I find Jester very useful and interesting for 2 reasons.

Validate your coverage

Of course, to measure code coverage is very useful and I think important as well. BUT it is very hard to interpret. The fact that X% of your code is covered with your tests is good to know. No question about that. What does this mean? I believe this alone means NOTHING. It is too simple to write tests that execute a lot of code, but validate only a little. I don't necessarily mean by accident, but unless you do strict TDD, the coverage will always be a bit better than what you really test.

I believe the Jester score can be some kind of hint on valid your code coverage is. So what means the Jester score?

100 - Most likely any change (bug?) introduced to your existing code will be discovered
0 - You probably can do anything with the code, the tests won't break. I like to call such tests "coverage tests". They are good for generating code coverage, but for nothing else.
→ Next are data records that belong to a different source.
PR #269, opened 2025-03-20
chore: add missing openai.fm model names to `TTSModelSettings.voice` type

hironow:
## changes

Include two missing model names ( `ballad` , `verse` ) from [openai.fm](https://www.openai.fm/) in the voice type definition to ensure coverage of all TTS voices.

*Note that a simultaneous update of the dependency module is required for full compatibility—this is the reason why tests are failing.*
https://github.com/openai/openai-python/blob/6d0ecdd8ecbface903cf93c7571398b90b803b0b/src/openai/resources/audio/speech.py#L56


rm-openai:
looks like tests are failing?

hironow:
Thanks for your review! @rm-openai 

I realized that I omitted some details in the description.
It appears that the test failures are due to this process, as explained [here](https://github.com/openai/openai-python/blob/f66d2e6fdc51c4528c99bb25a8fbca6f9b9b872d/src/openai/resources/audio/speech.py#L56
) (occurred type mismatching):

To clarify, the changes work together with the related PR in openai-python(deps repo) as follows:

1. The model type is updated in openai-python (deps repo and https://github.com/openai/openai-python/pull/2237 ).
2. The updated version is then used as a dependency in openai-agents-python (this repo).
3. Finally, the model type is updated in openai-agents-python (this repo and this PR).

Please note that first, the addition of the model type on the openai-python side must be completed. After that, when openai-agents-python uses the updated version (step 2), there is a concern that the typecheck might still fail.

I appreciate your attention to this matter!

rm-openai:
Makes sense. I think we should probably update this param in the agents SDK to be a `str | Literal`, so that you can pass arbitrary model names

hironow:
That makes sense. However, even with the parameter updated to `str | Literal`, passing a string now causes an error. Should we wait for an update on the openai-python side, or use a `type: ignore` workaround for now?

suggestion [here](https://github.com/hironow/openai-agents-python/blob/2f6d8b56415610e251ccbd1defbfe105efd0a548/src/agents/voice/models/openai_tts.py#L44):
```py
voice=settings.voice or DEFAULT_VOICE, # type: ignore
```

rm-openai:
yes, we'll be updating the openai SDK soon

hironow:
`openai-python` repository has been updated, and the test failures have been resolved—just wanted to share that with you! @rm-openai 

It seems that the dependency on `numpy` changed with the version update, so I’ve added numpy using `uv add`.

hironow:
closing this as the issue has already been addressed in a better way elsewhere.

PR #288, opened 2025-03-21
Replace remaining uses of `fetch_ordered_spans` and `fetch_traces` for stronger tests

alexmojaki:
Following https://github.com/openai/openai-agents-python/pull/261


rm-openai (approved):
🙏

Of course, the truth will be somewhere between. At least I find it very interesting to find out to which end I am nearer :)  

Find missing tests

The above mentioned HTML report with all the mutations that "survived" the tests is nothing less than a list of missing tests. If "true" can be changed to "false" without any test to fail, there are 2 possible reasons:

  1. A test is missing to test the need for that "true".
  2. That "true" is not needed and can be removed.

Summary

When I first heard about Jester, I was very curious about how it would work within the project I work with. Now that it works fine, I really like the insight I get from it. I really can recommend it and would like to hear other experiences.